Barriers around the contested construction site remained in place, and sympathizers around the country staged their own brief blockades of strategic points. Most dramatically, warrior society members from the Mohawk Tyendinaga Reserve in eastern Ontario stopped rail traffic on a central line for 12 hours, disrupting commuter service as well as freight shipments. But the sympathy protests ended peacefully as First Nation leaders urged calm.

Support for the Six Nations protests came from as far afield as Sweden and Oaxaca, Mexico. The International Indian Treaty Council filed a notice with the U.N. High Commissioner on Human Rights and the Special Rapporteur on the Rights of Indigenous Peoples. E-mails and Web blogs provided intense coverage, as did Canadian national newspapers. Opposition parties raised questions in provincial and federal parliaments. But the mainstream media in the United States almost totally ignored the story.

Negotiations have raised several ideas for compensating the Six Nations Reserve of the Grand River for the disputed property, on which a local construction firm wanted to raise a housing sudivision called Douglas Creek Estates. The Native activists who occupied the site two months ago say the land was taken illegally from Reserve territory. According to an official of local radio station CKRZ-FM, provincial officials before the raid had offered 600 acres in several other locations but were turned down.

Immediately after the police raid, negotiators for the Six Nations offered a buyout of the property. Local developers John and Donald Henning, incorporated as Henco Industries, have told local papers they have invested $6 million in the tract and have partially completed 10 houses.

At last report, negotiations were in a lull as the provincial and federal governments promised to appoint new representatives empowered to make an agreement. The elected band council earlier voted to delegate its negotiating authority to the traditional Confederacy chiefs, a significant gesture of unity between the two rival governments.

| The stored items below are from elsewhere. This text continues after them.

PR #336, opened 2021-05-18
replace find-up with findup-sync in algob

ratik21:


robert-zaremba:
Please merge the `master` and remove `find-up` from dependencies. We need to check if find-up is used in any other place

ratik21:
> Please merge the `master` and remove `find-up` from dependencies. We need to check if find-up is used in any other place

done.

robert-zaremba (approved):

PR #337, opened 2021-05-18
Update SSC checkpoints storage

amityadav0:
- Move updateSSC to deployer
- change checkpoints for ssc
- change to nested `programs-name => timestamp => checkpoint`
- Add tests


packages/algob/src/internal/deployer.ts
```diff
@@ -132,7 +132,26 @@ class DeployerBasicMode {
...
   getSSC (nameApproval: string, nameClear: string): SSCInfo | undefined {
     const resultMap = this.cpData.precedingCP[this.networkName]?.ssc ?? new Map();
-    return resultMap.get(nameApproval + "-" + nameClear);
+    const nestedMap = resultMap.get(nameApproval + "-" + nameClear);
+    if (nestedMap) {
+      // return last pushed element in the map(latest timestamp value)
+      return [...nestedMap][nestedMap.size - 1][1];
+    } else {
+      return undefined;
+    }
```
ratik21, line 141: Can we do `return getSSCFromKey(nameApproval + "-" + nameClear);` ? If possible then we won't need to repeat code

packages/algob/src/internal/deployer.ts
```diff
@@ -132,7 +132,26 @@ class DeployerBasicMode {
...
+  }
+
+  /**
+   * Queries a stateful smart contract info from checkpoint using key. */
+  getSSCFromKey (key: string): SSCInfo | undefined {
```
ratik21, line 146: Please add a doc string explaining @param key

packages/algob/src/internal/deployer.ts
```diff
@@ -465,6 +491,41 @@ export class DeployerDeployMode extends DeployerBasicMode implements Deployer {
...
+        newApprovalProgram, newClearProgram, flags, this.txWriter);
+    } catch (error) {
+      this.persistCP();
+
+      console.log(error);
+      throw error;
+    }
+
+    this.registerUpdatedSSCInfo(name, sscInfo);
+
```
ratik21, line 526:
```suggestion
```

packages/algob/src/internal/deployer.ts
```diff
@@ -465,6 +491,41 @@ export class DeployerDeployMode extends DeployerBasicMode implements Deployer {
...
+   */
+  async updateSSC (
+    sender: algosdk.Account,
+    payFlags: rtypes.TxParams,
+    appID: number,
+    newApprovalProgram: string,
+    newClearProgram: string,
+    flags: rtypes.SSCOptionalFlags
+  ): Promise<SSCInfo> {
+    const name = newApprovalProgram + "-" + newClearProgram;
```
ratik21, line 512:
```suggestion
    const cpKey = newApprovalProgram + "-" + newClearProgram;
```

packages/algob/src/internal/deployer.ts
```diff
@@ -541,4 +608,17 @@ export class DeployerRunMode extends DeployerBasicMode implements Deployer {
...
+    payFlags: rtypes.TxParams,
+    appId: number,
+    newApprovalProgram: string,
+    newClearProgram: string,
+    flags: rtypes.SSCOptionalFlags
+  ): Promise<SSCInfo> {
+    throw new BuilderError(ERRORS.BUILTIN_TASKS.DEPLOYER_EDIT_OUTSIDE_DEPLOY, {
+      methodName: "updateSSC"
+    });
+  }
```
ratik21, line 623: I think user should be able to update SSC outside *DEPLOY* mode as well

packages/algob/src/lib/algo-operator.ts
```diff
@@ -1,4 +1,5 @@
 import { encodeNote, mkTransaction, types as rtypes } from "@algo-builder/runtime";
+import { ExecParams } from "@algo-builder/runtime/build/types";
```
ratik21, line 2: We're importing from build here

packages/algob/src/lib/algo-operator.ts
```diff
@@ -344,7 +354,73 @@ export class AlgoOperatorImpl implements AlgoOperator {
...
       txId: txInfo.txId,
       confirmedRound: confirmedTxInfo[confirmedRound],
-      appID: appId
+      appID: appId,
+      timestamp: Math.round(+new Date() / 1000)
+    };
+  }
+
+  /**
+   * Update programs for a contract.
```
ratik21, line 363:
```suggestion
   * Update programs (approval, clear) for a stateful smart contract.
```

packages/algob/src/lib/algo-operator.ts
```diff
@@ -344,7 +354,73 @@ export class AlgoOperatorImpl implements AlgoOperator {
...
+   * @param sender Account from which call needs to be made
+   * @param payFlags Transaction Flags
+   * @param appId ID of the application being configured or empty if creating
```
ratik21, line 366:
```suggestion
   * @param appId index of the application being configured or empty if creating
```

ratik21: also, what do we mean by "empty if creating"? Can we update ssc during creation?

packages/algob/src/lib/algo-operator.ts
```diff
@@ -344,7 +354,73 @@ export class AlgoOperatorImpl implements AlgoOperator {
...
+      note: flags.note,
+      lease: flags.lease
+    };
+
+    const txn = mkTransaction(execParam, params);
+    const txId = txn.txID().toString();
+    const signedTxn = txn.signTxn(sender.sk);
+
+    const txInfo = await this.algodClient.sendRawTransaction(signedTxn).do();
+    const confirmedTxInfo = await this.waitForConfirmation(txId);
```
ratik21, line 410: Can we use `signTransaction`, `algoOp.sendAndWait` functions here?

packages/algob/src/lib/algo-operator.ts
```diff
@@ -344,7 +354,73 @@ export class AlgoOperatorImpl implements AlgoOperator {
...
+
+    const appId = confirmedTxInfo['application-index'];
+    const message = `Signed transaction with txID: ${txId}\nUpdated app-id: ${appId}`; // eslint-disable-line @typescript-eslint/restrict-template-expressions
```
ratik21, line 413:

After a marathon session on April 23 that ran to 4 a.m., Mohawk traditional chief Allen McNaughton told the Toronto Sun newspaper, ''It was a fruitful day. There's still a few issues we have to resolve, and they're not minor ones.''

The Douglas Creek protest, called a ''reclamation action'' by its leaders, has become the focal point for a series of long-festering complaints on land claims and the quality of aboriginal life. The Six Nations Reserve dates to the Haldimand Deed of 1784, awarded by the British Crown to its Haudenosaunee allies in the U. S. War of Independence. The original grant spanned six miles on either side of the Grand River from its source to its mouth in Lake Erie. It totaled 950,000 acres of some of the richest land in Ontario. Within 11 years, the British reduced the grant to 275,000 acres, starting a process that has left the Six Nations with less than 5 percent of the original grant.

The Douglas Creek site was taken by the colonial government in 1841, supposedly to build a plank road from Lake Ontario to Lake Erie, but the occupiers say it was improperly sold. (Plank Road, now Highway 6, runs in front of the tract and was blockaded by the protesters as of press time.) The Six Nations council entered the Plank Road Tract as an official land claim in 1987, four years before it was sold to Henco. It is one of 28 parcels that the Six Nations land claim research office says carry outstanding obligations from the British Crown.

Although the elected band council supports the claims, it did not initially back the Douglas Creek occupation, which has been led since Feb. 28 by the traditional clan mothers with support from the Confederacy chiefs. The colonial government tried to replace the traditional authorities with the elected government in 1924, but the two institutions have since led a parallel and often contentious coexistence. Their bitter disagreement over the occupation ended abruptly with the police raid, when the band council endorsed the Confederacy chief's leadership on the issue.